The shape this points to
The architecture that falls out of this looks roughly like the following.
- Each tenant has its own RocksDB instance with its own LRU block cache.
- Every block cache shares one process-wide allocator.
- The allocator is
mmap-backed at a coarse granularity, with slab logic for cache-block-sized requests. - A control plane (a separate thread, or external signal) can tell the allocator “release N MiB” and the allocator can
munmapwhole slabs to do it. - Tenants whose caches are evicted under pressure see slightly higher cold-read latency but their working sets re-warm into freshly-allocated slabs as soon as traffic picks up.
Compared to the page-cache strategy, you keep the 37x point-read latency win at realistic multi-tenant cache sizes. Compared to the naive block-cache strategy, you can actually run hundreds of tenants on the same host without your RSS becoming a one-way function. The cost is one custom allocator, which is roughly the kind of code you write once and then leave alone for a year.
What this is and isn’t
It is an argument for owning the allocator under your block cache when you’re running many small instances on a shared host. The latency case for the block cache is overwhelming on encrypted, compressed workloads, and the only thing standing between “block cache wins” and “block cache scales” is the question of who controls the memory.
It is not an argument against the page cache for everything. If your tenants are large enough that each one gets a server, or your blocks aren’t encrypted and compressed (in which case the cost of “decode on read” collapses and the gap narrows), or your access pattern is sequential enough that scans dominate, the calculus changes. The point-read-heavy, encrypted, multi-tenant case is where this shape pays off most clearly.
It is also not the final allocator design. Step 1 (route the cache through Rust std::alloc) is built and measured. Step 2 (replace the body with mmap/munmap) is the next thing. The shim is wired so the bench harness, the C++ side, and the cache construction code don’t need to change when that swap happens. That is, I think, the most useful thing you get out of doing this in two steps instead of one.

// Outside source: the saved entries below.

PR #324, opened 2020-05-11
Fix incorrect bool in gcloud.delete_instances.

### LINKED ISSUE #322: Experiment is not ended and dispatcher stays alive even at end of experiment.
Looks like measurer is not finished, scheduler did finish.

inferno-chromium:
Fixes #322

### DIFF
--- a/common/gcloud.py
+++ b/common/gcloud.py
@@ -120,7 +120,8 @@ def create_instance(instance_name: str,
 
 
 def delete_instances(instance_names: List[str], zone: str, **kwargs) -> bool:
-    """Delete gcloud instance |instance_names|."""
+    """Delete gcloud instance |instance_names|. Returns true if the operation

The next few posts in this series will walk through building that allocator. It’ll be a slab on top of mmap-backed regions, with munmap as the “give it back” primitive, sized for cache-block-sized allocations, and instrumented well enough that you can actually see RSS drop when a tenant goes quiet. The interesting parts will be the address-space layout, the slab metadata, fragmentation under churn, and the cost of munmap (TLB shootdowns are real and not free). The bench you saw here will become the regression harness for it.